PR #18691, opened 2022-01-26
[Performance]Cache whether a DB supports transaction level

### LINKED ISSUE #18138: Cache whether a DB supports transaction level or not
We noticed on Cloud that https://github.com/matomo-org/matomo/blob/4.x-dev/core/Db/TransactionLevel.php#L57 might be called very often. Especially when having many funnels but also in general. It can cause a bit of load. It be better to instead cache this information whether uncommitted can be set or not instead of retrying for support every time. We should cache this eg on the `$this->db` as it's DB dependent as if someone configures different DBs for writer and reader for example then we cannot reuse / cache the same result.

I'm meaning something in this direction (not tested): 

```
diff --git a/core/Db/TransactionLevel.php b/core/Db/TransactionLevel.php
index c19699084..fd730ced9 100644
--- a/core/Db/TransactionLevel.php
+++ b/core/Db/TransactionLevel.php
@@ -40,6 +40,10 @@ class TransactionLevel
 
     public function setUncommitted()
     {
+        if ($this->db->supportsUncommitted === false) {
+            return false;
+        }
+
         try {
             $backup = $this->db->fetchOne('SELECT @@TX_ISOLATION');
         } catch (\Exception $e) {
@@ -54,8 +58,13 @@ class TransactionLevel
             $this->db->query('SET SESSION TRANSACTION ISOLATION LEVEL READ UNCOMMITTED');
             $this->statusBackup = $backup;
 
-            Option::set(self::TEST_OPTION_NAME, '1'); // try setting something w/ the new transaction isolation level
+            if (!isset($this->db->supportsUncommitted)) {
+                Option::set(self::TEST_OPTION_NAME, '1'); // try setting something w/ the new transaction isolation level
+
+                $this->db->supportsUncommitted = true;
+            }
         } catch (\Exception $e) {
+            $this->db->supportsUncommitted = false;
             // catch eg 1665 Cannot execute statement: impossible to write to binary log since BINLOG_FORMAT = STATEMENT and at least one table uses a storage engine limited to row-based logging. InnoDB is limited to row-logging when transaction isolation level is READ COMMITTED or READ UNCOMMITTED
             $this->restorePreviousStatus();
             return false;
diff --git a/plugins/Cloud b/plugins/Clo
```

peterhashair:
### Description:
Fixes: #18138 
Cache whether a DB supports transaction on all the DB adapter to improve perfomance. 
### Review


tests/PHPUnit/Integration/Db/TransactionLevelTest.php
```diff
@@ -44,16 +44,23 @@ public function test_canLikelySetTransactionLevel()
 
 	public function test_setUncommitted_restorePreviousStatus()
 	{
-		$value = $this->db->fetchOne('SELECT @@TX_ISOLATION');
+        $version = $this->db->fetchOne('SELECT VERSION()');
+        if (preg_match("/8[.].*/", $version)) {
```
sgiehl: wouldn't that also match `5.8.0` or even something like `5.7.36-0ubuntu0.18.04.1`? 
Maybe it would be easier to run something like `SHOW GLOBAL VARIABLES LIKE 't%_isolation'` to check if a variable is supported?

sgiehl (changes requested):
Code looks fine. Left a comment for improving the tests

sgiehl (approved):
Looks good to me.
@tsteur do you want to have a last quick view before this is merged?

core/Db/TransactionLevel.php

(Work task):
Repeat the records word for word.

(Problem solution):
PR #18691, opened 2022-01-26
[Performance]Cache whether a DB supports transaction level

### LINKED ISSUE #18138: Cache whether a DB supports transaction level or not
We noticed on Cloud that https://github.com/matomo-org/matomo/blob/4.x-dev/core/Db/TransactionLevel.php#L57 might be called very often. Especially when having many funnels but also in general. It can cause a bit of load. It be better to instead cache this information whether uncommitted can be set or not instead of retrying for support every time. We should cache this eg on the `$this->db` as it's DB dependent as if someone configures different DBs for writer and reader for example then we cannot reuse / cache the same result.

I'm meaning something in this direction (not tested): 

```
diff --git a/core/Db/TransactionLevel.php b/core/Db/TransactionLevel.php
index c19699084..fd730ced9 100644
--- a/core/Db/TransactionLevel.php
+++ b/core/Db/TransactionLevel.php
@@ -40,6 +40,10 @@ class TransactionLevel
 
     public function setUncommitted()
     {
+        if ($this->db->supportsUncommitted === false) {
+            return false;
+        }
+
         try {
             $backup = $this->db->fetchOne('SELECT @@TX_ISOLATION');
         } catch (\Exception $e) {
@@ -54,8 +58,13 @@ class TransactionLevel
             $this->db->query('SET SESSION TRANSACTION ISOLATION LEVEL READ UNCOMMITTED');
             $this->statusBackup = $backup;
 
-            Option::set(self::TEST_OPTION_NAME, '1'); // try setting something w/ the new transaction isolation level
+            if (!isset($this->db->supportsUncommitted)) {
+                Option::set(self::TEST_OPTION_NAME, '1'); // try setting something w/ the new transaction isolation level
+
+                $this->db->supportsUncommitted = true;
+            }
         } catch (\Exception $e) {
+            $this->db->supportsUncommitted = false;
             // catch eg 1665 Cannot execute statement: impossible to write to binary log since BINLOG_FORMAT = STATEMENT and at least one table uses a storage engine limited to row-based logging. InnoDB is limited to row-logging when transaction isolation level is READ COMMITTED or READ UNCOMMITTED
             $this->restorePreviousStatus();
             return false;
diff --git a/plugins/Cloud b/plugins/Clo
```

peterhashair:
### Description:
Fixes: #18138 
Cache whether a DB supports transaction on all the DB adapter to improve perfomance. 
### Review


tests/PHPUnit/Integration/Db/TransactionLevelTest.php
```diff
@@ -44,16 +44,23 @@ public function test_canLikelySetTransactionLevel()
 
 	public function test_setUncommitted_restorePreviousStatus()
 	{
-		$value = $this->db->fetchOne('SELECT @@TX_ISOLATION');
+        $version = $this->db->fetchOne('SELECT VERSION()');
+        if (preg_match("/8[.].*/", $version)) {
```
sgiehl: wouldn't that also match `5.8.0` or even something like `5.7.36-0ubuntu0.18.04.1`? 
Maybe it would be easier to run something like `SHOW GLOBAL VARIABLES LIKE 't%_isolation'` to check if a variable is supported?

sgiehl (changes requested):
Code looks fine. Left a comment for improving the tests

sgiehl (approved):
Looks good to me.
@tsteur do you want to have a last quick view before this is merged?

core/Db/TransactionLevel.php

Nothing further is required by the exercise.